You're right, that I'm going to have to work to generate the courage to get this done, Alan, but I will take your directive and your spirited encouragement.

Alan Fleischmann 

Thank you. Thank you. Well, I will just say as we wrap up here, you've been listening to Leadership Matters, with my good friend, our guest, Darren Walker, the president of the Ford Foundation. This is your host, Alan Fleischman. I am so thrilled, I wish we had more time because you not only have walked the walk, you do everyday what you need to do, and you're very inventive.

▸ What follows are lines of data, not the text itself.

PR #1484, opened 2025-12-02
Refactor syscalls

FrancoGiachetta:
# Refactor syscalls

Closes #NA

This PR refactors syscalls' execution implementations. 

Key changes: 
- New helper function `execute_syscall` which receives the expected arguments and return types and takes care of calling the syscall and creating the resulting payloads. This way, the amount of code gets drastically reduced.
- Removed `payload_ok` in syscalls where it represents `Ok(())`
- Change the type of `payload_arg` in syscall `send_message_to_l1`. This is because it a `Span<felt252>`, which represents:

    ```rust
    struct {
	    struct {
		    ptr,
		    start,
		    end,
		    capacity
	    }
    }
    ```
    But it was being represented as:
    ```rust
	struct {
		ptr,
		start,
		end,
		capacity
	}
    ```
    Even though this was fine, since the each represent the same pointer, the former is the correct type to use.

No.

## Checklist

- [ ] Linked to Github Issue.
- [ ] Unit tests added.

### DIFF
--- a/.github/ISSUE_TEMPLATE/daily_cache_failure.md
+++ b/.github/ISSUE_TEMPLATE/daily_cache_failure.md
@@ -1,0 +1,11 @@
+---
+title: "CACHE MISS - Daily Workflow Failure"
+labels: bug
+---
+
+Daily workflow failed to retrieve the blocks to execute from the cache. To save the blocks in the cache,
+`cache-vm-daily` workflow should be run manually with the desired blocks. 
+
+Input example: "740000,760000,780000,800000"
+
+- Workflow URL: {{ env.WORKFLOW_URL }}
--- a/.github/workflows/cache-vm-daily.yml
+++ b/.github/workflows/cache-vm-daily.yml
@@ -1,0 +1,165 @@
+name: VM Block Run
+
+on: 
+  workflow_dispatch:
+    inputs:
+      blocks:
+        type: string
+        description: Comma separated block numbers (e.g "10,50,70")
+        required: true
+
+env:
+  RANGE_SIZE: 20
+
+jobs:
+
+  # Gets the blocks to execute and saves them on the cache so it can
+  # be used by the 'daily' workflow
+  setup:
+    runs-on: ubuntu-latest
+    outputs:
+      blocks: ${{ steps.parse-blocks.outputs.blocks_list }}
+    steps:
+
+      - name: Checkout Native
+        uses: actions/checkout@v4
+        with:
+          path: cairo_native
+
+      - name: Restore blocks list
+        id: cache-restore
+        uses: actions/cache/restore@v4.2.0
+        with:
+          path: ./blocks.txt
+          key: blocks-list
+
+      - name: Delete blocks cache entry
+        if: ${{ steps.cache-restore.outputs.cache-hit }}
+        run: gh cache delete blocks-list
+        env:
+          GH_TOKEN: ${{ secrets.GITHUB_TOKEN }}
+          GH_REPO: ${{ github.repository }}
+
+      - name: Parse blocks
+        id: parse-blocks
+        run: |
+          echo "blocks_list=$(jq 'split(",")' -Rc <(echo ${{ github.event.inputs.blocks }}))" >> $GITHUB_OUTPUT
+          echo "${{ github.event.inputs.blocks }}" > ./blocks.txt
+      
+      - name: Save blocks list
+        uses: actions/cache/save@v4.2.0
+        with:
+          path: ./blocks.txt
+          key: blocks-list
+
+  run:
+    needs: setup
+    runs-on: ubuntu-latest
+    env:
+      LLVM_SYS_191_PREFIX: /usr/lib/llvm-19/
+      MLIR_SYS_190_PREFIX: /usr/lib/llvm-19/
+      TABLEGEN_190_PREFIX: /usr/lib/llvm-19/
+      RPC_ENDPOINT_TESTNET: ${{ secrets.RPC_ENDPOINT_TESTNET }}
+      RPC_ENDPOINT_MAINNET: ${{ secrets.RPC_ENDPOINT_MAINNET }}
+    strategy:
+      max-parallel: 25
+      matrix:
+        block: ${{ fromJson(needs.setup.outputs.blocks) }}
+      fail-fast: false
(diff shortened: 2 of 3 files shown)


src/libfuncs/starknet.rs
```diff
@@ -2980,37 +2097,25 @@ pub fn build_get_class_hash_at<'ctx, 'this>(
     )?;
 
     let payload_ok = {
-        let value = entry.load(
+        let value = block.load(
```
DiegoCivi: I might be wrong, but in many of the syscalls we were moving the pointer with a `.gep()` operation and I think that is not being done anymore. Or is it being done in another place and I am missing it?

src/libfuncs/starknet.rs
```diff
@@ -2980,37 +2097,25 @@ pub fn build_get_class_hash_at<'ctx, 'this>(
...
             location,
             result_ptr,
             llvm::r#type::r#struct(context, &[result_tag_ty, variant_tys[0].0], false),
         )?;
-        entry.extract_value(context, location, value, variant_tys[0].0, 1)?
+        block.extract_value(context, location, value, variant_tys[0].0, 1)?
     };
     let payload_err = {
-        let value = entry.load(
+        let value = block.load(
```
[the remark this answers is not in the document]
FrancoGiachetta: Same answer as above.

src/libfuncs/starknet.rs
```diff
@@ -2943,19 +1992,87 @@ pub fn build_get_class_hash_at<'ctx, 'this>(
...
+            &[remaining_gas, entry.arg(1)?, payload_ok],
+        ],
+        location,
+    )
+}
+
+/// Helper function to call a syscall.
+///
+/// This function receives the necessary arguments needed by the syscall as
+/// well as the return types, and returns the result of its call.
```
gabrielbosio: How about adding the corresponding arguments the docs are referencing? For instance, if I'm not mistaken:

```rust
/// This function receives the necessary arguments `args`
```

This would also apply to the argument/arguments referenced in `return types`

src/libfuncs/starknet.rs
```diff
@@ -2943,19 +1992,87 @@ pub fn build_get_class_hash_at<'ctx, 'this>(
...
+#[allow(clippy::too_many_arguments)]
+fn call_syscall<'ctx, 'this>(
```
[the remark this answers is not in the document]
FrancoGiachetta: Yes, its better. I'll change it

src/libfuncs/starknet.rs
```diff
@@ -729,83 +544,44 @@ pub fn build_storage_write<'ctx, 'this>(
...
+    let remaining_gas = entry.load(context, location, gas_builtin_ptr, gas_ty)?;
+
+    helper.cond_br(
         context,
+        entry,
+        result_tag,
+        [1, 0],
+        [
+            &[remaining_gas, entry.arg(1)?, payload_err],
+            &[remaining_gas, entry.arg(1)?, payload_ok],
```
JulianGCalderon: This branch has 3 values, but the signature only contains 2 values. This is not a problem because `cond_br` ignores the extra argument, but I would add a comment saying that `payload_ok` is garbage and **should not** used.

src/libfuncs/starknet.rs
JulianGCalderon: Why isn't `call_syscall` used here?

JulianGCalderon: Idem here. https://github.com/lambdaclass/cairo_native/pull/1484/files#r2593802052

src/libfuncs/starknet.rs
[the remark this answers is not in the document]
JulianGCalderon: Sometimes this function is used on syscall that don't have a type for the ok variant. We should document what to do in that case.

JulianGCalderon (changes requested):

src/libfuncs/starknet.rs
FrancoGiachetta: Done: [0823ea5](https://github.com/lambdaclass/cairo_native/pull/1484/commits/0823ea52dce2b2d1224dc788070af154692595a1)

src/libfuncs/starknet.rs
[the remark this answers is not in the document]
FrancoGiachetta: Done in: [0823ea5](https://github.com/lambdaclass/cairo_native/pull/1484/commits/0823ea52dce2b2d1224dc788070af154692595a1)

FrancoGiachetta: Don't really know if this is what you meant, but I added more docs here: [0823ea5](https://github.com/lambdaclass/cairo_native/pull/1484/commits/0823ea52dce2b2d1224dc788070af154692595a1)

src/libfuncs/starknet.rs
```diff
@@ -2943,19 +2006,105 @@ pub fn build_get_class_hash_at<'ctx, 'this>(
...
+///
+/// This function receives the necessary arguments needed by the syscall as
+/// well as the return types, and returns the result of its call.
+///
+/// ## Arguments
+///
+/// The `args` vector should **only** hold syscall's arguments in the order
+/// stated by its signature. This function is in charge of creating the return
+/// pointer in which the syscall will store the result. So, the `args` vector
+/// **should not** hold it.
```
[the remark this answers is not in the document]
gabrielbosio: I would clarify it

src/libfuncs/starknet.rs
```diff
@@ -3088,19 +2139,105 @@ pub fn build_get_class_hash_at<'ctx, 'this>(
...
+///
+/// ## Return Types
+///
+/// Cairo Native's syscalls implementations always expect two result branches.
+/// There are some syscalls which don't have a result type for the ok case.
+/// For these cases, the payload ok should be built with a duplicated type from
+/// the error branch. Due to this, it should only be built and **never** be
+/// used.
```
gabrielbosio:
```suggestion
/// Cairo Native's syscalls implementations always expect two result branches.
/// There are some syscalls which don't have a result type for the ok case.
/// For these cases, the payload returned in the ok case should be built with a
/// duplicated type from the error branch. Due to this, the payload should only
/// be built and **not** used in these cases.
```

gabrielbosio (approved):

PR #1510, opened 2025-12-18
Implement get_execution_info_v3 syscall

JulianGCalderon:
# Implement get_execution_info_v3 syscall

Implements the get_execution_info_v3 syscall.

Co-authored-by: @FrancoGiachetta

Yes.

- [x] Created PR in [sequencer](https://github.com/lambdaclass/sequencer)
- [x] Created PR in [starknet-replay](https://github.com/lambdaclass/starknet-replay)   
- [x] Updated the `starknet-blocks.yml` workflow to use these PRs.

### DIFF
--- a/.github/workflows/starknet-blocks.yml
+++ b/.github/workflows/starknet-blocks.yml
@@ -32,7 +32,7 @@ jobs:
         with:
           repository: lambdaclass/starknet-replay
           path: starknet-replay
-          ref: 30020b2865e40be1e6802cb41e189ed44ac2f0c2
+          ref: 71cc48b4bd6acce16f8968760ab98f63c236bc1e
 
       # We need native to use the linux deps ci action
       - name: Checkout Native
@@ -45,7 +45,7 @@ jobs:
           repository: lambdaclass/sequencer
           path: sequencer
           # branch main-v0.14.1
-          ref: 29b213259a5cf4910ea11a05f549dfd5531fc128
+          ref: 6deed4ae852da5b19875c983864e19ebb4b91926
       
       - name: Restore RPC Calls
         id: restore-rpc-calls


examples/erc20.rs
```diff
@@ -85,6 +85,14 @@ impl StarknetSyscallHandler for SyscallHandler {
         })
     }
 
+    fn get_execution_info_v3(
+        &mut self,
+        _remaining_gas: &mut u64,
+    ) -> SyscallResult<cairo_native::starknet::ExecutionInfoV3> {
+        println!("Called `get_execution_info_v3()` from MLIR.");
```
gabrielbosio: Does it have to be implemented in the future?

examples/starknet.rs
```diff
@@ -127,6 +127,14 @@ impl StarknetSyscallHandler for SyscallHandler {
         })
     }
 
+    fn get_execution_info_v3(
+        &mut self,
+        _remaining_gas: &mut u64,
+    ) -> SyscallResult<cairo_native::starknet::ExecutionInfoV3> {
+        println!("Called `get_execution_info_v3()` from MLIR.");
```
gabrielbosio: Does it have to be implemented in the future?

JulianGCalderon: It's an example, so I think that there is no need for implementing. We will need to implement it eventually for the `StubSyscallHandler` though, after PR https://github.com/lambdaclass/cairo_native/pull/1494.

examples/erc20.rs
JulianGCalderon: It's an example, so I think that there is no need for implementing. We will need to implement it eventually for the `StubSyscallHandler` though, after PR https://github.com/lambdaclass/cairo_native/pull/1494.

FrancoGiachetta (approved):

PR #1528, opened 2026-01-07
Add support for precompiling Cairo programs/projects

JulianGCalderon:
# Add support for precompiling Cairo programs/projects

We want to remove the Cairo to Sierra compilation from the testing process. To do so, we compile the Cairo externally, and load it from the tests.

## Cairo Compilation

We will store *all* the Cairo programs in the `test_data` directory, organized by type:

- `programs/`: Cairo programs (e.g. `fibonacci.cairo`)
- `contracts/`: Cairo contracts (e.g. `simple_storage_42.cairo`)
- `tests/`: Cairo program tests (e.g. `corelib`)
- `tests_starknet/`: Cairo contract tests (e.g. `bug_samples`, `cairo_level_tests`)
- `scarb/`: Scarb projects (e.g. `alexandria`)

The `test_data_artifacts` directory contains the compiled artifacts, which are gitignored execept for the Scarb projects:

- `.sierra` files, containing the textual Sierra (good for debugging).
- `.sierra.json` files, containing the raw Sierra.
- `.tests.json` files, containing the test compilation.
- `.contract.json` files, containing the contract class.

With the aid of the `test_utils/compile_test_data.py` script, we will compile *all* the Cairo source code (except for Scarb projects) into the `test_data_artifacts` directory. This will be executed on `make deps`.

With the aid of the `test_utils/compile_scarb_projects.py` script, we will compile *all* the Scarb projects into the `test_data_artifacts/scarb` directory. The resulting files *will* be commited into the repository, and should only be called when updating the Cairo version.

Before, the Corelib was symlinked from cairo2/corelib/ on `make deps`. Now, the corelib is commited directly on the repository. Should be updated by `make pull-external-projects` when upgrading the Cairo version. The `make check-corelib` recipe verifies that its version matches the one specified in the Makefile.

## Test Migration

From Rust's tests, we can load these files to test cairo-native *without* additional Cairo compilation.

- For testing a Sierra program function, we need to call, for example, `load_program("fibonacci")`. This automatically resolves to the compiled program at `test_data_artifacts/programs/fibonacci.sierra.json`.

- For testing a Sierra contract entrypoint, we need to call, for example, `load_contract("simple_storage_42")`. This automatically resolves to the compiled contract at `test_data_artifacts/contracts/simple_storage_42.contract.json`.

- For testing a Scarb project, we need to call, for example, `load_scarb_project("alexandria")`. This automatically resolves to the compiled program at `test_data_artifacts/scarb/alexandria/alexandria.sierra.json`.

I've modified some existing tests to make use of this, as an example.

## Running Cairo Tests

For running, we have a new binary `cairo-native-test-2`. It takes pre-compiled `.tests.json` files as input and runs tests without invoking the Cairo compiler. To run *all* the Cairo tests in the project, we can run `make test-cairo`.

## TODO

- [ ] Remove cairo-native-test and scarb-native-test command, and replace it with `cairo-native-test-2`.
- [ ] Migrate all unit tests to this new flow. This can be done in multiple PRs.
- [ ] Migrate all integration tests to this new flow. This can be done in multiple PRs.
- [ ] Add support for precompiling Sierra to CASM.
 
No.

### DIFF
--- a/.github/workflows/starknet-blocks.yml
+++ b/.github/workflows/starknet-blocks.yml
@@ -32,7 +32,7 @@ jobs:
         with:
           repository: lambdaclass/starknet-replay
           path: starknet-replay
-          ref: 71cc48b4bd6acce16f8968760ab98f63c236bc1e
+          ref: 7ff4d14aa25124dea769826f6011fc5fde91a4ee
 
       # We need native to use the linux deps ci action
       - name: Checkout Native
@@ -45,7 +45,7 @@ jobs:
           repository: lambdaclass/sequencer
           path: sequencer
           # branch main-v0.14.1
-          ref: 6deed4ae852da5b19875c983864e19ebb4b91926
+          ref: a78cfb87923946a6f428506dcfc853f82a1398b6
       
       - name: Restore RPC Calls
         id: restore-rpc-calls
--- a/Cargo.lock
+++ b/Cargo.lock
@@ -485,9 +485,9 @@ checksum = "1fd0f2584146f6f2ef48085050886acf353beff7305ebd1ae69500e27c67f64b"
 
 [[package]]
 name = "cairo-lang-casm"
-version = "2.14.1-dev.1"
+version = "2.15.0"
 source = "registry+https://github.com/rust-lang/crates.io-index"
-checksum = "3fa2497d98718d215c1f0eb831adf6992598e5185d6c405eeeaa261869161349"
+checksum = "84e6207b0fd16c0d188e91c81ad4e96bbc6c3cd92e128c832d9fbc87e0a4a11e"
 dependencies = [
  "cairo-lang-utils",
  "indoc",
@@ -499,9 +499,9 @@ dependencies = [
 
 [[package]]
 name = "cairo-lang-compiler"
-version = "2.14.1-dev.1"
+version = "2.15.0"
 source = "registry+https://github.com/rust-lang/crates.io-index"
-checksum = "4b84080fc90966f78fd5128391d2480a824806f3657d6ccc9512be63ea08edb1"
+checksum = "e28cc7001d335ea5f8f886e12b1d2ff1cb4d3862d570100ac734ef748eb3f441"
 dependencies = [
  "anyhow",
  "cairo-lang-defs",
@@ -526,9 +526,9 @@ dependencies = [
 
 [[package]]
 name = "cairo-lang-debug"
-version = "2.14.1-dev.1"
+version = "2.15.0"
 source = "registry+https://github.com/rust-lang/crates.io-index"
-checksum = "66d2a69364ddd52b8e5fde8a4f26132e72c3bf94b353f85a2caffa905a4531ed"
+checksum = "3f8fa7f741b25dfe4319c657b32c79ef1fc91c854b45b4d82bb279cba35fbbf5"
 dependencies = [
  "cairo-lang-utils",
  "id-arena",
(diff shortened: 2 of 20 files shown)


src/executor/contract.rs
```diff
@@ -826,81 +826,17 @@ mod tests {
...
-                #[abi(embed_v0)]
-                impl ISimpleStorageImpl of super::ISimpleStorage<ContractState> {
-                    fn get(self: @ContractState, x: felt252) -> (felt252, felt252) {
-                        (x, x * 2)
-                    }
-                }
-            }
-        };
-        program
+        load_contract("simple_storage_dup")
```
FrancoGiachetta: It seems a little weird to me to only receive the name of the test file. I'd prefer using the full/relative path, like it's done in `cairo-vm`.

test_utils/test_cairo.sh
FrancoGiachetta: Same as [comment](https://github.com/lambdaclass/cairo_native/pull/1528/changes#r2683751196)

tests/tests/programs.rs
```diff
@@ -115,24 +116,38 @@ lazy_static! {
...
+        let module_name = "fibonacci".to_string();
+        let runner = SierraCasmRunner::new(
+            program.clone(),
+            Some(Default::default()),
+            Default::default(),
+            None,
+        )
+        .unwrap();
+        (module_name, program, runner)
+    };
```
DiegoCivi: I understand this is intended as an example on how to do it now, but could we instead do this? So all the tests that use `FIB` are already changed:
```rust
pub static ref FIB: (String, Program, SierraCasmRunner) = {
        let versioned_program = load_program("fibonacci");
        let program = versioned_program.into_v1().unwrap().program;
        let module_name = "fibonacci".to_string();
        let runner = SierraCasmRunner::new(
            program.clone(),
            Some(Default::default()),
            Default::default(),
            None,
        )
        .unwrap();
        (module_name, program, runner)
};
```

test_utils/pull_external_projects.py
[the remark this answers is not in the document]
JulianGCalderon: This script does not depend on any compiled target.

test_utils/test_cairo.sh
JulianGCalderon: The target is compiled at the start of the script, so it should never fail.

test_utils/pull_external_projects.py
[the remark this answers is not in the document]
FrancoGiachetta: Right, my bad. I misread.

tests/tests/programs.rs
DiegoCivi: I think it is also being used in [this proptest](https://github.com/lambdaclass/cairo_native/blob/4059216470f3963e6966db77ce6b5b6a5eb1d4f8/tests/tests/programs.rs#L256C1-L279C6). Its only 2 tests but maybe is simpler to just change the static ref

JulianGCalderon: Oh, its true. I missed that usage. In that case it depends on what do we prioritize. By modifying the static we would be making the PR smaller. But in my opinion using a static is harder to follow than just loading the program on each test. I feel like having each test load the program independently is simpler, unless the compilation is taking *too long* and we want to reduce it (by having multiple tests share the same program).

scripts/compile_scarb_projects.py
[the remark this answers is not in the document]
JulianGCalderon: Done

tests/tests/programs.rs
DiegoCivi: I agree!

DiegoCivi (approved):

igaray (approved):

PR #1594, opened 2026-04-19
fixed a bug with array slice index wrapping

TomerStarkware:
# Fix u32 overflow in array_slice bounds check

  build_slice in src/libfuncs/array.rs computed slice_end = slice_start + slice_len in 32-bit arithmetic and then compared it against array_len with Ule. With an attacker-chosen
  slice_len = u32::MAX and slice_start ≥ 1, the sum wraps to a small value and the bounds check passes spuriously. The returned snapshot has end < start, so a subsequent
  array_len (which computes end − start as unsigned) yields 0xFFFFFFFF, and any later array_at / array_pop_* reads off the end of the backing allocation.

And you do create enormous opportunity through the Ford Foundation, but frankly, through your leadership and through your example. So as your friend, and as someone who does see you as someone who leads and follows the light that you share with others. I just want to say thank you, I'm grateful to you. And I'm so grateful that you spend some time with us. I know how busy you are. And I hope that those who are listening will join in with you and that we together can find that light and then find opportunity for others. So Darren, thank you for everything you do really, truly.

Darren Walker 

Thank you, Alan. It's a great, great honor to be on your show.